The x86 timings PDF also shows that nextPow2 should be faster than the inline asm version on an AMD Zen CPU with tuned codegen, as BSR takes 4 cycles there, and LZCNT+XOR only 2 cycles. So whether inline asm really pays off in this case is highly CPU/codegen specific. It kills auto-vectorization for sure though, while nextPow2 may be vectorizable for some non-x86 targets. If the real-world loop body is vectorizable, then kroundup32 may be significantly faster than the other versions...
May 08, 2019
I should probably add that the inline asm version can be simplified to a much more readable:

return x <= 2 ? x : 2 << __asm!uint("bsrl $1, $0", "=r,r", x - 1);

Check out http://llvm.org/docs/LangRef.html#inline-asm-constraint-string if interested in LLVM inline assembly.
May 28, 2019
On 5/8/19 11:42 AM, kinke wrote:
> I should probably add that the inline asm version can be simplified to a much more readable:
> 
> return x <= 2 ? x : 2 << __asm!uint("bsrl $1, $0", "=r,r", x - 1);
> 
> Check out http://llvm.org/docs/LangRef.html#inline-asm-constraint-string if interested in LLVM inline assembly.

Kinke,

Thank you for your extensive work and detailed answers. I will definitely take your advice and move to LLVM style inline asm.

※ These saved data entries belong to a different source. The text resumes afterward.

PR #3818, opened 2021-09-09
XCM Benchmarks for Asset Transactor w/ Fungible Asset

shawntabrizi:
This PR includes benchmarks for XCMs which use the `AssetTransactor` trait, implemented for an asset which implements the `Fungible` trait.


shawntabrizi:
/benchmark runtime custom --chain=westend-dev --pallet=pallet_xcm_benchmarks::fungible --extrinsic="*" --steps=10 --repeat=10 --template=./xcm/pallet-xcm-benchmarks/template.hbs --output=./

shawntabrizi:
--chain=westend-dev --pallet=pallet_xcm_benchmarks::fungible --extrinsic="*" --steps=10 --repeat=10 --template=./xcm/pallet-xcm-benchmarks/template.hbs --output=./ --execution=wasm --wasm-execution=compiled

shawntabrizi:
/benchmark runtime custom --chain=westend-dev --pallet=pallet_xcm_benchmarks::fungible --extrinsic="*" --steps=10 --repeat=10 --template=./xcm/pallet-xcm-benchmarks/template.hbs --output=./ --execution=wasm --wasm-execution=compiled

shawntabrizi:
/benchmark runtime custom --chain=westend-dev --pallet=pallet_xcm_benchmarks::fungible --extrinsic="*" --steps=50 --repeat=20 --template=./xcm/pallet-xcm-benchmarks/template.hbs --output=./ --execution=wasm --wasm-execution=compiled

runtime/westend/src/lib.rs
```diff
@@ -1529,6 +1566,12 @@ sp_api::impl_runtime_apis! {
 				hex_literal::hex!("26aa394eea5630e07c48ae0c9558cef780d41e5e16056765bc8461851072c9d7").to_vec().into(),
 				// Treasury Account
 				hex_literal::hex!("26aa394eea5630e07c48ae0c9558cef7b99d880ec681799c0cf30e8886371da95ecffd7b6c0f78751baa9d281e0bfa3a6d6f646c70792f74727372790000000000000000000000000000000000000000").to_vec().into(),
+				// Dmp DownwardMessageQueueHeads
```
kianenigma, line 1569: justification for whitelisting these?

runtime/westend/src/weights/xcm/mod.rs
```diff
@@ -0,0 +1,191 @@
...
+use sp_std::prelude::*;
+use xcm::{latest::prelude::*, DoubleEncoded};
+
+use pallet_xcm_benchmarks_fungible::WeightInfo as XcmBalancesWeight;
+use pallet_xcm_benchmarks_generic::WeightInfo as XcmGeneric;
+
+pub enum AssetTypes {
+	Balances,
+	Unknown,
+}
```
kianenigma, line 15:
```suggestion
/// Types of asset supported by the westend runtime. 
pub enum AssetTypes {
	/// An asset backed by `pallet-balances`.
	Balances,
	/// Unknown asset.
	Unknown,
}
```

runtime/westend/src/weights/xcm/mod.rs
```diff
@@ -0,0 +1,191 @@
...
+
+impl From<&MultiAsset> for AssetTypes {
+	fn from(asset: &MultiAsset) -> Self {
+		match asset {
+			MultiAsset { id: Concrete(MultiLocation { parents: 0, interior: Here }), .. } =>
+				AssetTypes::Balances,
+			_ => AssetTypes::Unknown,
```
kianenigma, line 22: shouldn't be `unreachable!`?

runtime/westend/src/weights/xcm/mod.rs
```diff
@@ -0,0 +1,191 @@
...
+}
+
+// TODO wild case
+impl WeighMultiAssets for MultiAssetFilter {
+	fn weigh_multi_assets(&self, balances_weight: Weight) -> Weight {
+		match self {
+			Self::Definite(assets) => assets
+				.inner()
+				.into_iter()
+				.map(|m| <AssetTypes as From<&MultiAsset>>::from(m))
```
kianenigma, line 38:
```suggestion
				.map(From::from)
```

runtime/westend/src/weights/xcm/mod.rs
```diff
@@ -0,0 +1,191 @@
...
+
+pub struct WestendXcmWeight<Call>(core::marker::PhantomData<Call>);
+impl<Call> XcmWeightInfo<Call> for WestendXcmWeight<Call> {
+	fn withdraw_asset(assets: &MultiAssets) -> Weight {
+		assets.weigh_multi_assets(XcmBalancesWeight::<Runtime>::withdraw_asset())
+	}
+	fn reserve_asset_deposited(assets: &MultiAssets) -> Weight {
+		assets.weigh_multi_assets(XcmGeneric::<Runtime>::reserve_asset_deposited())
+	}
+	// TODO none of these need effects
```
kianenigma, line 70:
```suggestion
```

seems stale

runtime/westend/src/weights/xcm/mod.rs
```diff
@@ -0,0 +1,191 @@
...
+		_xcm: &Xcm<()>,
+	) -> Weight {
+		assets.weigh_multi_assets(XcmBalancesWeight::<Runtime>::transfer_reserve_asset())
+	}
+	fn transact(
+		_origin_type: &OriginKind,
+		_require_weight_at_most: &u64,
+		_call: &DoubleEncoded<Call>,
+	) -> Weight {
+		XcmGeneric::<Runtime>::transact()
```
kianenigma, line 92: Transact has no arguments? values seem also mock, what's the scenario of the generic xcm calls?

xcm/pallet-xcm-benchmarks/Cargo.toml
```diff
@@ -0,0 +1,45 @@
...
+pallet-assets = { version = "4.0.0-dev", branch = "master", git = "https://github.com/paritytech/substrate" }
+sp-core = { version = "4.0.0-dev", branch = "master", git = "https://github.com/paritytech/substrate" }
+sp-io = { version = "4.0.0-dev", branch = "master", git = "https://github.com/paritytech/substrate" }
+sp-tracing = { version = "4.0.0-dev", branch = "master", git = "https://github.com/paritytech/substrate" }
+xcm-builder = { path = "../xcm-builder" }
+xcm = { path = ".." }
+# temp
+pallet-xcm = { path = "../pallet-xcm" }
+polkadot-runtime-common = { path = "../../runtime/common" }
+# westend-runtime = { path = "../../runtime/westend", features = ["runtime-benchmarks"] }
```
kianenigma, line 33: TODO remove me later

xcm/pallet-xcm-benchmarks/src/lib.rs
```diff
@@ -0,0 +1,108 @@
...
+/// The overarching call type.
+pub type OverArchingCallOf<T> = <T as frame_system::Config>::Call;
+/// The asset transactor of our executor
+pub type AssetTransactorOf<T> = <<T as Config>::XcmConfig as xcm_executor::Config>::AssetTransactor;
+/// The call type of executor's config. Should eventually resolve to the same overarching call type.
+pub type XcmCallOf<T> = <<T as Config>::XcmConfig as xcm_executor::Config>::Call;
+
+/// The worst case number of assets in the holding.
+const HOLDING_FUNGIBLES: u32 = 99;
+const HOLDING_NON_FUNGIBLES: u32 = 99;
```
kianenigma, line 61: Should go into the config of the corresponding `xcm_benchmark` pallet, right?

xcm/pallet-xcm-benchmarks/src/lib.rs
```diff
@@ -0,0 +1,108 @@
...
+
+pub fn worst_case_holding() -> Assets {
+	let fungibles_amount: u128 = 100; // TODO probably update
```
kianenigma, line 64: your opinion was always sticking to ED and multiplies thereof, which should be possible here if you pass in a `T`.

runtime/westend/src/weights/xcm/mod.rs
```diff
@@ -0,0 +1,191 @@
...
+		_max_assets: &u32, // TODO use max assets?
+		_dest: &MultiLocation,
+	) -> Weight {
+		assets.weigh_multi_assets(XcmBalancesWeight::<Runtime>::deposit_asset())
+	}
+	fn deposit_reserve_asset(
+		assets: &MultiAssetFilter,
+		_max_assets: &u32, // TODO use max assets?
+		_dest: &MultiLocation,
+		_xcm: &Xcm<()>,
```
kianenigma, line 135: these `xcm` are being forwarded, and should be taken into account by multiplying them with something like `generic_xcm_weights::send_xcm()`. A few other similar instances exist.

kianenigma: UPDATE: no `Vec<_>` involved, at most one xcm forwarding, but my comment over all still holds.

xcm/pallet-xcm-benchmarks/src/fungible/benchmarking.rs
```diff
@@ -0,0 +1,221 @@
...
+		let asset = T::get_multi_asset();
+		<AssetTransactorOf<T>>::deposit_asset(&asset, &sender_location).unwrap();
+		let assets: MultiAssets = vec![ asset ].into();
+		assert!(T::TransactAsset::balance(&dest_account).is_zero());
+
+		let mut executor = new_executor::<T>(sender_location);
+		let instruction = Instruction::TransferReserveAsset {
+			assets,
+			dest: dest_location,
+			xcm: Xcm::new()
```
kianenigma, line 98: so the cost of this nested send is already incorporated here, this is much simpler than the old scheme of order and effect.

xcm/pallet-xcm-benchmarks/src/fungible/benchmarking.rs
```diff
@@ -0,0 +1,221 @@
...
+
+		// Add our asset to the holding.
+		holding.subsume(asset.clone());
+
+		// our dest must have no balance initially.
+		let dest_location = T::valid_destination()?;
+		let dest_account = T::AccountIdConverter::convert(dest_location.clone()).unwrap();
+		assert!(T::TransactAsset::balance(&dest_account).is_zero());
+
+		let mut executor = new_executor::<T>(Default::default());
```
kianenigma, line 144: nit: might want to make it `fn new_executor<T: Config>(_: MultiLocation, initial_holding: Assets)`

xcm/pallet-xcm-benchmarks/src/fungible/benchmarking.rs
```diff
@@ -0,0 +1,221 @@
...
+		let asset = T::get_multi_asset();
+		let mut holding = worst_case_holding();
+
+		// Add our asset to the holding.
+		holding.subsume(asset.clone());
+
+		if let Some(checked_account) = T::CheckedAccount::get() {
+			// Checked account starts at zero
+			assert!(T::TransactAsset::balance(&checked_account).is_zero());
+		}
```
kianenigma, line 197:
```suggestion
		// Checked account starts at zero
		assert!(T::CheckedAccount::get().map_or(true, |c| T::TransactAsset::balance(&c).is_zero());
```

xcm/pallet-xcm-benchmarks/src/fungible/mock.rs
```diff
@@ -0,0 +1,180 @@
+// Copyright 2021 Parity Technologies (UK) Ltd.
```
kianenigma, line 1: not super relevant yet since this PR is only about the `fungible`, but once a `fungibles` has been added as well, it would be sad to see this mock almost entirely duplicated. I think one mock runtime that implements both `xcm_benchamrk::fungible::Config` and `xcm_benchamrk::fungibles::Config` should work fine.

kianenigma (approved):
LGTM, most TODOs seem to be related to the next steps, I think we can leave them, try and merge this, to keep the PRs within bite-size pieces.

runtime/westend/src/lib.rs
shawntabrizi: We can assume XCM will be used once every block, and these storage items will be updated pretty much once every block. No need to double count them everywhere.

runtime/westend/src/weights/xcm/mod.rs
shawntabrizi: No, this is where someone sends us an XCM with an asset that we are not familiar with. We will make the XCM invalid, but we def do not want to panic.

runtime/westend/src/weights/xcm/mod.rs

Regarding my last unanswered(I think) question about why LDC/LLVM was not saving ECX when inlining the naked function:

since problem not evident when using the LLVM inline asm, this is appears to be a bug related to combination of function inlining and DMD style asm.

May 29, 2019
On Tuesday, 28 May 2019 at 20:45:35 UTC, James Blachly wrote:
> Thank you for your extensive work and detailed answers. I will definitely take your advice and move to LLVM style inline asm.

You're welcome.

> Regarding my last unanswered(I think) question about why LDC/LLVM was not saving ECX when inlining the naked function:
>
> since problem not evident when using the LLVM inline asm, this is appears to be a bug related to combination of function inlining and DMD style asm.

1. Your function wasn't naked ('essentially naked' != naked, there's a big difference; e.g., have a look at the LLVM IR).
2. Functions with DMD-style inline asm cannot be inlined (basically due to its lacking flexibility), and we normally bail out when applying `pragma(inline, true)`. You successfully circumvented that error by explicitly using `pragma(LDC_allow_inline)` (I can't think of a good use case for that pragma OTOH).